Баулин не шелохнулся. Он ожесточенно тянул самокрутку. Газетная бумага вспыхивала и жгла ему пальцы…

– Когда немцы отступали, нас погнали на запад, – уже спокойней продолжала Зинаида. – Голод, холод. В деревнях битком немцы. В хлевах спали, как скотина… Был бы он грудной, грудь бы давала ему… заболел маленький… Два дня мертвенького носила на руках. Потом зарыла в какую-то яму… Сейчас даже не знаю, где лежат его косточки…

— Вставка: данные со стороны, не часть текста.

PR #364, opened 2017-04-25
Adds dd-ansible-runner check and role

gandelman-a:
This adds a simple datadog check that fails if it finds any flag files for
failing ansible-runner environments.  This depends on PR BonnyCI/hoist#363
but should pass OK if it lands before that merges.

Related-Issue: BonnyCI/projman#224

### DIFF
--- a/bastion.yml
+++ b/bastion.yml
@@ -36,6 +36,9 @@
             - notifempty
       when: secrets is defined
 
+    - role: dd-ansible-runner
+      tags:
+        - monitoring
     - role: ansible-runner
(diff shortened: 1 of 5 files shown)


jamielennox:
-1

So there is already a callback for ansible and datadog - i know i get an email every time it fails which is pretty annoying. I think the information is there we just need to fix the alert to something more useful.

jamielennox:
see: https://app.datadoghq.com/monitors#1617580?group=all&live=4h

PR #365, opened 2017-04-25
Use explicit bastion ssl flag instead of letsencrypt

jamielennox:
This bit us in zuul as well. We should be able to use the presence of
the letsencrypt variable as an indicator to turn on SSL but the existing
string evaluates as False. Make it explicit. This is annoying because
you need to set 2 flags to turn on SSL.


omgjlk (approved):

gandelman-a:
gate-recheck

PR #366, opened 2017-04-26
Set datadog hostname on elk, logs and bastion

jamielennox:
It looks like datadog is considering bastion and bastion.openstack and
the others as seperate hosts because what is in the ansible inventory
does not match what datadog thinks it is talking to.

Hopefully if we force set the hostname these things will start being
correlated. And I'm not sure if they're being billed as seperate
entities or not.


jamielennox:
Prefer: https://github.com/BonnyCI/hoist/pull/367

PR #370, opened 2017-04-26
Set datadog hostname to inventory_hostname

jamielennox:
*sigh* attempt 3 at this. The whole point is to get the names reported
in datadog to match up to those that ansible reports. To do that we need
to match them to things in the inventory.

That requires using inventory_hostname, not ansible_hostname which will
just set them to the same discovered hostname that datadog would anyway.

### DIFF
--- a/bastion.yml
+++ b/bastion.yml
@@ -12,7 +12,7 @@
     - common
 
     - role: dd-agent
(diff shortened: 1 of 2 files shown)


jamielennox:
Nope. Fix in properly in #371.

PR #371, opened 2017-04-26
Standardize hostnames on production servers

jamielennox:
We are running into the situation where our monitoring is getting confused as
to which host emitted an event and mismatching ansible and host output because
the recognized hostname is different.

Standardize all our production hostnames.

Fixes: BonnyCI/projman#230


bastion.yml
```diff
@@ -9,10 +9,10 @@
         mode: 0700
 
   roles:
-    - common
+    - role: common
+      common_hostname: "{{ bonnyci_hostname | default('') }}"
```
gandelman-a: I dont see bonnyci_hostname being set in any of these commits. Will that end up being set to match ansible_host or inventory hostname?

gandelman-a (commented):
I'm okay with this. It'll require some DNS work when we role it out, will wait to approve it until some others have taken a look and we can coordinate a plan for approving it through and deploying it.

jamielennox:
@gandelman-a as it stands there are no DNS changes required, all i've done is change the host's understanding of its own name - and that's in /etc/hosts anyway. 

I think standardizing the DNS might not be a bad idea either but it isn't required for this.

omgjlk (commented):
This all seems reasonable. I'd approve, if we're ready to see it deployed.

ConsoleCatzirl (commented):
LGTM

gandelman-a (approved):

loafyloaf (commented):
awesome

PR #372, opened 2017-04-26
WIP: Add ansible runner logs to ELK

### LINKED ISSUE #28: Figure out system log publishing
_From @missaugustina on November 23, 2016 21:38_

where are the logs for our stuff that's running?

- [ ] system logs (ansible crons)
- [x] daemon logs (nodepool, zuul)
- [x] drop debug logs (too noisy)
- [x] Spike on aggregating logs on a single host
- [x] Consider an ELK stack in addition
- [ ] Tune log parsing for our service logs

_Copied from original issue: BonnyCI/hoist#99_

loafyloaf:
fixes: BonnyCI/projman#28

### DIFF
--- a/bastion.yml
+++ b/bastion.yml
@@ -114,9 +114,12 @@
         - name: ansible_runner
           prospectors:
             - input_type: log
-              document_type: ansible_runner
+              document_type: ansible-runner
               paths:
-                - "/var/www/html/cron-logs/*/current.log"
-                - "/var/www/html/cron-logs/*/latest.log"
+                - "/var/www/html/cron-logs/*/*current.log"
+              multiline:
+                pattern: '^$'
+                negate: true
+                match: before
 
     - role: fail2ban  # This should be last
--- a/bastion.yml
+++ b/bastion.yml
@@ -111,5 +111,11 @@
               document_type: apache
               paths:
                 - /var/log/apache/*.log
+        - name: ansible_runner
+          prospectors:
+            - input_type: log
+              document_type: ansible_runner
+              paths:
+                - "/var/www/html/cron-logs/$env/*.log"
 
     - role: fail2ban  # This should be last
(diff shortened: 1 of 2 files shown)


bastion.yml
```diff
@@ -111,5 +111,11 @@
               document_type: apache
               paths:
                 - /var/log/apache/*.log
+        - name: ansible_runner
+          prospectors:
+            - input_type: log
+              document_type: ansible_runner
+              paths:
+                - "/var/www/html/cron-logs/$env/*.log"
```
ConsoleCatzirl: We should only track either the current or the latest log, but if we track all logs in the directory then we will get a bunch of duplicate entries after every log rotation. Also there is nothing setting `$env`, so that should be another `*` instead.

Also, the document type is used by logstash to know how to parse the logs. Using `ansible_runner` for the type is correct, but doesn't have a matching logstash filter yet, we will need to add that as well. We will need a change similar to https://github.com/BonnyCI/hoist/commit/808c70cd50981dc9f5eaef560aacf9af02faacef to add the new log parsing. And we can probably reuse the exact same multiline configuration from that change since it is based on lines starting with a timestamp. The tricky part is the grok pattern, we can chat about that in irc or slack.

ConsoleCatzirl (changes requested):
A good start, but we need a little more than this.

roles/logstash/files/etc/logstash/conf.d/16-ansible-runner.conf
```diff
@@ -0,0 +1,10 @@
+filter {
+  if [type] == "ansible-runner" {
+      grok {
+        match => { "message" => "%{SUPERAWESOMEANSIBLELOG}"}
```
ConsoleCatzirl: I'll take a stab at writing our super-awesome ansible-log pattern

PR #376, opened 2017-04-27
Remove portbleu host_vars

jamielennox:
We are no longer running the bonnyci-internal.portbleu.com environment
so we can remove these host vars.


loafyloaf (approved):
makes sense to me

PR #377, opened 2017-04-27
Fix ara-pruner to find where the ARA db is

rattboi:
The ARA cli program looks for ansible.cfg in a few places, and if it
doesn't find it, it uses some defaults and creates a new ARA db.

This leads the ara-pruner script to not be looking at the right
database. This points it at the right place.


rattboi:
I'm abandoning this for now, because activating it now will probably slow the bastion WAY down for a while.

PR #378, opened 2017-04-27
Update vagrant nodepool provider

ConsoleCatzirl:
Update the nodepool provider defined in the vagrant group vars to
work with the current opentechsjc network setup. There are multiple
networks, so we must specify one to use. Also reduce the minimum nodes
to reduce resource overhead.

### DIFF
--- a/inventory/group_vars/vagrant
+++ b/inventory/group_vars/vagrant
@@ -27,12 +27,15 @@ nodepool_labels:
 nodepool_providers:
   - name: cicloud
     cloud: cicloud
-    max-servers: 10
+    max-servers: 1
     images:
       - name: ubuntu-xenial
-        min-ram: 2048
+        min-ram: 512
         diskimage: ubuntu-xenial
         private-key: /var/lib/nodepool/.ssh/id_rsa
+    networks:
+      - name: 'internal'
+        public: False
 nodepool_mysql_host: zuul.vagrant
 nodepool_gearman_servers:
   - host: zuul.vagrant


inventory/group_vars/vagrant
```diff
@@ -27,12 +27,15 @@ nodepool_labels:
 nodepool_providers:
   - name: cicloud
     cloud: cicloud
-    max-servers: 10
+    max-servers: 3
```
gandelman-a: for developers, we should probably keep this to 1 by default just to ease resource usage on the cloud

inventory/group_vars/vagrant
```diff
@@ -27,12 +27,15 @@ nodepool_labels:
...
     images:
       - name: ubuntu-xenial
         min-ram: 2048
```
gandelman-a: we can bump this down to 512 as well to conserve resources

– Бог пожалел его и взял к себе, – проговорила женщина в черном.

– Даже угостить вас нечем, – виновато улыбнулась Зинаида. – Хотите, у меня есть консервы. Только хлеба нет. Уж второй день без хлеба…

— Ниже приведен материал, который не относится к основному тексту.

PR #379, opened 2017-04-28
Remove the default_deny on monitoring vhost

jamielennox:
The default deny rule on the monitoring host is conflicting with the
letsencrypt role that is also listening on this port. It's kind of hard
to get the servername through to letsencrypt to deconflict them so just
remove the deny rule.

### DIFF
--- a/inventory/group_vars/monitoring
+++ b/inventory/group_vars/monitoring
@@ -5,12 +5,7 @@ bonnyci_kibana_apache_mods_enabled:
 
 bonnyci_kibana_apache_vhosts:
   - name: default_deny
-    server_name: default.only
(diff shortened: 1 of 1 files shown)


jamielennox:
recheck

omgjlk (commented):
LGTM, I'll let somebody else approve.

gandelman-a (commented):
Hmm we added this rule because a proxying service picked up this host and was sending TONS of requests to :80.  It looks like deny'ing those requests has since removed the host so this is probably ok. Will let someone else +a

rattboi (approved):
LGTM. We should circle back once @jesusaurus is available.

PR #380, opened 2017-05-01
Use a branch for the zuul v3 environment

jamielennox:
For the next little while until the github patches are all merged
upstream redirect our zuul v3 efforts onto our own github branch. This
will let us experiment and test more effectively.

### DIFF
--- a/inventory/group_vars/opentech-sjc-v3
+++ b/inventory/group_vars/opentech-sjc-v3
@@ -6,8 +6,8 @@ zuul_zuul_v3: True
 nodepool_git_repo_url: https://github.com/openstack-infra/nodepool
 nodepool_git_version: feature/zuulv3
 
-zuul_git_repo_url: https://github.com/openstack-infra/zuul
-zuul_git_branch: feature/zuulv3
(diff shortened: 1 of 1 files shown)


tests/files/validate-ci.yml
```diff
@@ -17,10 +17,6 @@
 - name: Validate zuul status
   hosts: zuul
   tasks:
-    - name: zuul webapp is running
-      uri:
-        url: http://localhost:8001/status.json
```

– Да, да что мы сидим! – засуетился мужик, вставая и все улыбаясь заискивающе, приниженно. – Надо же угостить дорогих гостей, наших освободителей. У меня спирт есть, давайте выпьем за победу, за Красную Армию! Зина!

– Нет, нет, спасибо, – глухим голосом отозвался Баулин и встал. – Нам нельзя, служба. Война еще не кончилась.

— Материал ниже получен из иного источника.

PR #1066, opened 2021-04-08
Try again to fix a flaky test

weiminyu:
Fix DeleteExpiredDomainsActionTest.test_deletesThreeDomainsInOneRun

---
This change is [Reviewable](https://reviewable.io/reviews/google/nomulus/1066)

### DIFF
--- a/core/src/test/java/google/registry/batch/DeleteExpiredDomainsActionTest.java
+++ b/core/src/test/java/google/registry/batch/DeleteExpiredDomainsActionTest.java
@@ -16,6 +16,7 @@ package google.registry.batch;
 
 import static com.google.common.truth.Truth.assertThat;
 import static google.registry.model.eppcommon.StatusValue.PENDING_DELETE;
+import static google.registry.model.ofy.ObjectifyService.ofy;
 import static google.registry.model.reporting.HistoryEntry.Type.DOMAIN_CREATE;
 import static google.registry.persistence.transaction.TransactionManagerFactory.tm;
 import static google.registry.testing.DatabaseHelper.createTld;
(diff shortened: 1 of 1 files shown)


mindhog (approved):
> *[Reviewable](https://reviewable.io/reviews/google/nomulus/1066)* status: all files reviewed, 1 unresolved discussion (waiting on @CydeWeys and @weiminyu)

___
*[core/src/test/java/google/registry/batch/DeleteExpiredDomainsActionTest.java, line 132 at r1](https://reviewable.io/reviews/google/nomulus/1066#-MXm2e_q3sviLpDD3hGN:-MXm2e_r7wQQ5ugC6RuT:bl98vqp) ([raw file](https://github.com/google/nomulus/blob/e8eaa2605de607f2ebe14154c2c4b9177f14df03/core/src/test/java/google/registry/batch/DeleteExpiredDomainsActionTest.java#L132)):*
> ```Java
>     // action.run() executes an ancestor-less query which is subject to eventual consistency (it
>     // uses an index that is updated asynchronously). For a deterministic test outcome, we busy
>     // wait here until all domains above are returned by the query.
> ```

Good explanation, but I'm surprised that this is an issue in the datastore fake (I can see where it would be in the real datastore) unless they're attempting to emulate eventual consistency or doing so simply by virtue of their implementation.

I guess we'll see.

weiminyu (commented):
> *[Reviewable](https://reviewable.io/reviews/google/nomulus/1066)* status: all files reviewed, 1 unresolved discussion (waiting on @CydeWeys and @mindhog)

___
*[core/src/test/java/google/registry/batch/DeleteExpiredDomainsActionTest.java, line 132 at r1](https://reviewable.io/reviews/google/nomulus/1066#-MXm2e_q3sviLpDD3hGN:-MXm9Mdk62K84XKIjWZk:b-b5kdpz) ([raw file](https://github.com/google/nomulus/blob/e8eaa2605de607f2ebe14154c2c4b9177f14df03/core/src/test/java/google/registry/batch/DeleteExpiredDomainsActionTest.java#L132)):*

Он шагнул к двери, взял «Дегтярева» на ремень, я тоже встал и вскинул свой карабин. Мужик все кланялся, все улыбался своей жалкой улыбкой («Вот во что превратили человека немцы, – подумалось мне. – Или, может, просто трус, боится нас») – улыбался жалко и говорил, как будто очень сожалея:

– Вот ведь как обернулось… товарищ, не знаю вашего звания, у нас погонов этих не было… вы уж не обижайтесь на нас… не надеялась она…

Сам, видно, был очень рад, что все получилось так просто, что мы уходим.

– Коля, я их провожу, – сказала Зина.

– Проводи, проводи… А как же…

Мужик остался в комнате, Зинаида вышла с нами. На лестничной площадке второго этажа толпились женщины.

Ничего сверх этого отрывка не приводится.